+++ Given entries +++

Issue #4134, opened 2023-01-29
[CL Incentives] Track relevant uptime accumulators in new positions


AlpinYukseloglu:
## Background

When a new position is created, we need to create records for each uptime accumulator they are eligible for.

## Suggested Design

- Upon position creation, check if `frozenUntil - curTime >= minUptime` for each supported uptime and, if so, create a record on that uptime's accumulator.

## Acceptance Criteria

- All new and existing tests pass

Issue #4137, opened 2023-01-30
[CL Incentives] Claim incentives for all uptimes


AlpinYukseloglu:
## Background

+++

Transcribe each of the records above exactly.

Issue #4134, opened 2023-01-29
[CL Incentives] Track relevant uptime accumulators in new positions


AlpinYukseloglu:
## Background

When a new position is created, we need to create records for each uptime accumulator they are eligible for.

## Suggested Design

- Upon position creation, check if `frozenUntil - curTime >= minUptime` for each supported uptime and, if so, create a record on that uptime's accumulator.

## Acceptance Criteria

- All new and existing tests pass

Issue #4137, opened 2023-01-30
[CL Incentives] Claim incentives for all uptimes


AlpinYukseloglu:
## Background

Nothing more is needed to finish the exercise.